[[ Material to process open ]]
PR #66, opened 2017-10-26
Tbl106: use rm-notify gateway

jwgwalton:
Move from directly calling the gov uk notify service to the wrapper from RM.


jwgwalton:
Just seen test coverage diff will up this but leaving open so can see the codecov report

ras_party/controllers/gov_uk_notify.py
```diff
@@ -1,45 +1,48 @@
...
+        Send message to gov.uk notify wrapper
         :param email: email address of recipient
         :param template_id: the template id on gov.uk notify to use
         :param personalisation: placeholder values in the template
-        :param reference: reference to generated if not using Notify's id
+        :param reference: reference to be generated if not using Notify's id
         :rtype: 201 if success
         """
 
         if not self.config.feature.send_email_to_gov_notify:
```
benjefferies, line 27: Do we even need this logic here? Does this not exist in `notifygatewaysvc`?

test/test_gov_uk_notify.py
```diff
@@ -1,43 +1,62 @@
...
 
 from ras_party.controllers.gov_uk_notify import GovUkNotify
 from ras_party.support.ras_error import RasNotifyError
 from test.party_client import PartyTestClient
+from test.mocks import MockRequests
+from ras_party.support.requests_wrapper import Requests
 
 
-class TestParties(PartyTestClient):
+class TestNotify(PartyTestClient):
```
benjefferies: 👍

ras_party/controllers/gov_uk_notify.py
```diff
@@ -1,45 +1,48 @@
...
-                reference=reference)
+            notification = {
+                "emailAddress": email,
+            }
+            if personalisation:
+                notification.update({"personalisation": personalisation})
+            if reference:
+                notification.update({"reference": reference})
+
+            url = urlparse.urljoin(str(self.notify_config['url']), str(template_id))
```
benjefferies: Do we need to wrap `self.notify_config['url']` with `str`?

benjefferies (changes requested):

test/test_party_controller.py
```diff
@@ -406,6 +389,77 @@ def test_resend_verification_email_party_id_not_found(self):
...
+
+        # when the verify token endpoint is hit it errors
+        self.verify_token(token, expected_status=404)
+
+    def test_verify_token_with_valid_token(self):
+        # given a valid token
+        token = self.generate_valid_token()
+
+        # the verify end point verifies the token
+        self.verify_token(token)
```
tej99: Being explicit might read better here, plus other tests set 200 explicitly

ras_party/controllers/gov_uk_notify.py
tej99: Would you not want a toggle in this service even if there is one in notifygatewaysvc?

tej99 (approved):
Looks good 👍

ras_party/controllers/gov_uk_notify.py
benjefferies: I don't think so. The only scenario I can think of is in unit tests where you can just mock the request anyway?

andrewmil: In the current logic it shouldn't be needed.
Currently we don't check the response from the notify service so if anything failed there, (500 error or for some other reason it fails to send to gov.notify) then we'd have no way of knowing, there's not even a log line for it I don't think.
If we had that check (which I think we should) this kind of toggle would help get around that when we run party locally

benjefferies: Even then we can spin up a docker instance of a mock api which returns 200 which is defined in a docker-compose or something. It's always best to avoid putting hacks in production code to support tests or code to test locally. 

It leaves risk to running these things in production like in this scenario not sending emails when it should.

It removes unnecessary environmental/config variables used to support testing/local usage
[[ Material to process closed ]]
▸ **What is expected**
Output every entry again, exactly as given.

▸ **Exercise solution**
PR #66, opened 2017-10-26
Tbl106: use rm-notify gateway

jwgwalton:
Move from directly calling the gov uk notify service to the wrapper from RM.


jwgwalton:
Just seen test coverage diff will up this but leaving open so can see the codecov report

ras_party/controllers/gov_uk_notify.py
```diff
@@ -1,45 +1,48 @@
...
+        Send message to gov.uk notify wrapper
         :param email: email address of recipient
         :param template_id: the template id on gov.uk notify to use
         :param personalisation: placeholder values in the template
-        :param reference: reference to generated if not using Notify's id
+        :param reference: reference to be generated if not using Notify's id
         :rtype: 201 if success
         """
 
         if not self.config.feature.send_email_to_gov_notify:
```
benjefferies, line 27: Do we even need this logic here? Does this not exist in `notifygatewaysvc`?

test/test_gov_uk_notify.py
```diff
@@ -1,43 +1,62 @@
...
 
 from ras_party.controllers.gov_uk_notify import GovUkNotify
 from ras_party.support.ras_error import RasNotifyError
 from test.party_client import PartyTestClient
+from test.mocks import MockRequests
+from ras_party.support.requests_wrapper import Requests
 
 
-class TestParties(PartyTestClient):
+class TestNotify(PartyTestClient):
```
benjefferies: 👍

ras_party/controllers/gov_uk_notify.py
```diff
@@ -1,45 +1,48 @@
...
-                reference=reference)
+            notification = {
+                "emailAddress": email,
+            }
+            if personalisation:
+                notification.update({"personalisation": personalisation})
+            if reference:
+                notification.update({"reference": reference})
+
+            url = urlparse.urljoin(str(self.notify_config['url']), str(template_id))
```
benjefferies: Do we need to wrap `self.notify_config['url']` with `str`?

benjefferies (changes requested):

test/test_party_controller.py
```diff
@@ -406,6 +389,77 @@ def test_resend_verification_email_party_id_not_found(self):
...
+
+        # when the verify token endpoint is hit it errors
+        self.verify_token(token, expected_status=404)
+
+    def test_verify_token_with_valid_token(self):
+        # given a valid token
+        token = self.generate_valid_token()
+
+        # the verify end point verifies the token
+        self.verify_token(token)
```
tej99: Being explicit might read better here, plus other tests set 200 explicitly

ras_party/controllers/gov_uk_notify.py
tej99: Would you not want a toggle in this service even if there is one in notifygatewaysvc?

tej99 (approved):
Looks good 👍

ras_party/controllers/gov_uk_notify.py
benjefferies: I don't think so. The only scenario I can think of is in unit tests where you can just mock the request anyway?

andrewmil: In the current logic it shouldn't be needed.
Currently we don't check the response from the notify service so if anything failed there, (500 error or for some other reason it fails to send to gov.notify) then we'd have no way of knowing, there's not even a log line for it I don't think.
If we had that check (which I think we should) this kind of toggle would help get around that when we run party locally

benjefferies: Even then we can spin up a docker instance of a mock api which returns 200 which is defined in a docker-compose or something. It's always best to avoid putting hacks in production code to support tests or code to test locally. 

It leaves risk to running these things in production like in this scenario not sending emails when it should.

It removes unnecessary environmental/config variables used to support testing/local usage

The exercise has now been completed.